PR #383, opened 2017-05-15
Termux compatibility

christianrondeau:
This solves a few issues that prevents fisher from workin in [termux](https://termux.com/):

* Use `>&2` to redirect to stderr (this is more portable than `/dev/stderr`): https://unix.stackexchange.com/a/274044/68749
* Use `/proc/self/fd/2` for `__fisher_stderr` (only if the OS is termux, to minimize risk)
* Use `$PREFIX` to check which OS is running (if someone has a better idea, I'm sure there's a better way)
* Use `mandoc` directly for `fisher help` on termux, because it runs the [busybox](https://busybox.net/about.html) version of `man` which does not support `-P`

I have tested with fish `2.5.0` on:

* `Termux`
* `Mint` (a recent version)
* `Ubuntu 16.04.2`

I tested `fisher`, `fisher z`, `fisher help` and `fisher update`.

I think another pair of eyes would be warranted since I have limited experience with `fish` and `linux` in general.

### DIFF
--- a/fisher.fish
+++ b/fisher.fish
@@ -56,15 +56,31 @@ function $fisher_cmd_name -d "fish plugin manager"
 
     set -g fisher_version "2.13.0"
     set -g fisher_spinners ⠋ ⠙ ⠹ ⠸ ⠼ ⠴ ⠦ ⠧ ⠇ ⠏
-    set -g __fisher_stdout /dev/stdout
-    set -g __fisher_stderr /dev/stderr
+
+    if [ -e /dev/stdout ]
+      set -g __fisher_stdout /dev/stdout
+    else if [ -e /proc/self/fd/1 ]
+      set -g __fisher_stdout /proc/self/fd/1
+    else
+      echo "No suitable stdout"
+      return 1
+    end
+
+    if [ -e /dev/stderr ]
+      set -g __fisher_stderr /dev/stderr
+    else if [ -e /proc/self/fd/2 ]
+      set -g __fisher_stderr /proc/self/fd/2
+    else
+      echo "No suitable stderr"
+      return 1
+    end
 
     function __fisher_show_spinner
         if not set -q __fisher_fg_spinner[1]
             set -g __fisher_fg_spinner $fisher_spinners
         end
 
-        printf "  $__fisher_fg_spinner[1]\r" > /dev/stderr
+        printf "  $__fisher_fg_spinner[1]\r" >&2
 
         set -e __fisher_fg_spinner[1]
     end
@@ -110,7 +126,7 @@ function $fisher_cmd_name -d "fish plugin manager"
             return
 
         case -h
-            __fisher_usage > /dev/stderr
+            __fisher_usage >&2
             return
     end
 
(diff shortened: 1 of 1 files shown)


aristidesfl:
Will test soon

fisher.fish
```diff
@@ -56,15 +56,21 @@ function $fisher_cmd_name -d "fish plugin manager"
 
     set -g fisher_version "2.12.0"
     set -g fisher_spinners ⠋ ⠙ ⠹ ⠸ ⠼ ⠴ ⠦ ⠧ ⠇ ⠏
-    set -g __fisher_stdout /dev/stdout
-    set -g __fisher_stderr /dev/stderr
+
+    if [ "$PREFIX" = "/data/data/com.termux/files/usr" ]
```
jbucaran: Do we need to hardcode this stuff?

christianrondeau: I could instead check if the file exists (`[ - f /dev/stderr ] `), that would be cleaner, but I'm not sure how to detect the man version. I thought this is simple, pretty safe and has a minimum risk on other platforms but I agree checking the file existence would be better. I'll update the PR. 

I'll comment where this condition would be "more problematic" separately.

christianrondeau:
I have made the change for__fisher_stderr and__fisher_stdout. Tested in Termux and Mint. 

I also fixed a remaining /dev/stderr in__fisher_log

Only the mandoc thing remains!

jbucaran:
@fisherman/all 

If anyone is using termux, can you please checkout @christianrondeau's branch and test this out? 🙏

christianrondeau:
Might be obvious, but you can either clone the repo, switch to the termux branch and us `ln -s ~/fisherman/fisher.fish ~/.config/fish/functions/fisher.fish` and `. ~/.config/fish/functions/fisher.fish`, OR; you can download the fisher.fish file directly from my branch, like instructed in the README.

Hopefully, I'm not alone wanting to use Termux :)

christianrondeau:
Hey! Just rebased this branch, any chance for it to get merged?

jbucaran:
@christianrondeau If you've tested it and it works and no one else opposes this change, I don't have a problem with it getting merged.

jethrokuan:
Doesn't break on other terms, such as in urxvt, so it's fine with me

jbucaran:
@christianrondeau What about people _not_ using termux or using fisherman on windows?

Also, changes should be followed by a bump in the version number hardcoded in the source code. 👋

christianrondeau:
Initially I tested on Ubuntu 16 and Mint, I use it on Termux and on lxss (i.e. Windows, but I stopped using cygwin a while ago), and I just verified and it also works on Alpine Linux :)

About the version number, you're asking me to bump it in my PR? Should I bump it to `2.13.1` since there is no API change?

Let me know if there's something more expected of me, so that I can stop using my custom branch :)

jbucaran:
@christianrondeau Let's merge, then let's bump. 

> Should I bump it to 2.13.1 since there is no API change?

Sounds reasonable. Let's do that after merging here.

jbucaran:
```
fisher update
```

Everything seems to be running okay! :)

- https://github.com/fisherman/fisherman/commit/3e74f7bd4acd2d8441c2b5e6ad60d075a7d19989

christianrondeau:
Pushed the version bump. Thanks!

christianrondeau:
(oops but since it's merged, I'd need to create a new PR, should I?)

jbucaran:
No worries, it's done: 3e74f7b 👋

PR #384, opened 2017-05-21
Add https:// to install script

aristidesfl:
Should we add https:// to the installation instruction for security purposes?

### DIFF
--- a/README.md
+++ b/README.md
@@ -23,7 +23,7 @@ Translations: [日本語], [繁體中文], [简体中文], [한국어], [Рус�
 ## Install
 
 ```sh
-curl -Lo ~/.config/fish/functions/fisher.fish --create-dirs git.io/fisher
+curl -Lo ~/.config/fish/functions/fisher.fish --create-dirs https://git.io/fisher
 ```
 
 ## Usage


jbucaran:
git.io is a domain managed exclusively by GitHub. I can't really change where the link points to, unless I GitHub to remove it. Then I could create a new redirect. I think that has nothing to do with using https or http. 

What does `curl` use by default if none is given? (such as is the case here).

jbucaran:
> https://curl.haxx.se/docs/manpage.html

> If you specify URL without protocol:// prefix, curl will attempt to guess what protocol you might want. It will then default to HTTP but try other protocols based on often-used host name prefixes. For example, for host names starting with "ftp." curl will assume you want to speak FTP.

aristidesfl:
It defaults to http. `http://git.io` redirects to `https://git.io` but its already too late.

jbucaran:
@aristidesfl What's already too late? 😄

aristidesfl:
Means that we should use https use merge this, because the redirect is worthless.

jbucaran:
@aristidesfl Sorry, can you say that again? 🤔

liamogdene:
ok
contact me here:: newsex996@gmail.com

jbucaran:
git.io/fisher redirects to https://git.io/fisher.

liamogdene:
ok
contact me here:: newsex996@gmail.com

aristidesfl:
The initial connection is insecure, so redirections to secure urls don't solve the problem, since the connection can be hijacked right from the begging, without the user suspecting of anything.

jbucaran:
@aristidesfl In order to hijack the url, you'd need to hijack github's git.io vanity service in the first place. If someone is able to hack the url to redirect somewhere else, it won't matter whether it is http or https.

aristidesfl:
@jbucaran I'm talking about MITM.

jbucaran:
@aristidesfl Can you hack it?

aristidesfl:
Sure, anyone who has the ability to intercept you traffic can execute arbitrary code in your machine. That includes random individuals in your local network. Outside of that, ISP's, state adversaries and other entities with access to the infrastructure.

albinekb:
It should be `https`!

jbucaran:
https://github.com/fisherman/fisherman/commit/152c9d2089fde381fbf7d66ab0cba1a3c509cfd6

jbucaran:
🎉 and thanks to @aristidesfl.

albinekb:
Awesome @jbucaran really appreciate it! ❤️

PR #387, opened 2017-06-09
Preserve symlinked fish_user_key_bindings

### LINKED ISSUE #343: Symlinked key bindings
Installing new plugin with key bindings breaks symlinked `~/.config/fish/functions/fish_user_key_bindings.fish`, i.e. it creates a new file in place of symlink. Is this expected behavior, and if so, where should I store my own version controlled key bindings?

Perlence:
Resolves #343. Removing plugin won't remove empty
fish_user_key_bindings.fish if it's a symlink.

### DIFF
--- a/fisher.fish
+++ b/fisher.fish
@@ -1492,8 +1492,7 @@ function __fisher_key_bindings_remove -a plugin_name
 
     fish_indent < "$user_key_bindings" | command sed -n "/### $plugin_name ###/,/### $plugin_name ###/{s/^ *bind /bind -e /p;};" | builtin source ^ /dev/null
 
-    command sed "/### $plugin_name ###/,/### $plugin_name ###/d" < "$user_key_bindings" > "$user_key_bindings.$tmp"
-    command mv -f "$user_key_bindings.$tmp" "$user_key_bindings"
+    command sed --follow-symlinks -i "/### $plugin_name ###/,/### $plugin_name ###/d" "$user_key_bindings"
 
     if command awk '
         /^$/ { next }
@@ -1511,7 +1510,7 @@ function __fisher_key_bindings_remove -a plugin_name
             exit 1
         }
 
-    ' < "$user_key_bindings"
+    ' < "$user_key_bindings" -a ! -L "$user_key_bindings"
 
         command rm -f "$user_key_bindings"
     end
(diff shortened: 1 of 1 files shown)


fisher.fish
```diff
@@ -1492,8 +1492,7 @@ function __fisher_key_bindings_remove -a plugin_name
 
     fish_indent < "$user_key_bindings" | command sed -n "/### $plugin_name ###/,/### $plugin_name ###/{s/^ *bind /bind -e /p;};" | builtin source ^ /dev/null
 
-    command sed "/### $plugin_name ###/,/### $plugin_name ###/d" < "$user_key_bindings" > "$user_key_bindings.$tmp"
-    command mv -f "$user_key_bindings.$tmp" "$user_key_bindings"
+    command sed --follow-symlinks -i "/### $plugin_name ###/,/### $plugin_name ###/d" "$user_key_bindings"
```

========================================================================

_Goal of the exercise_:
If a line of the listing above holds the string "really", copy it.

_Output of the exercise_:
git.io is a domain managed exclusively by GitHub. I can't really change where the link points to, unless I GitHub to remove it. Then I could create a new redirect. I think that has nothing to do with using https or http. 
Awesome @jbucaran really appreciate it! ❤️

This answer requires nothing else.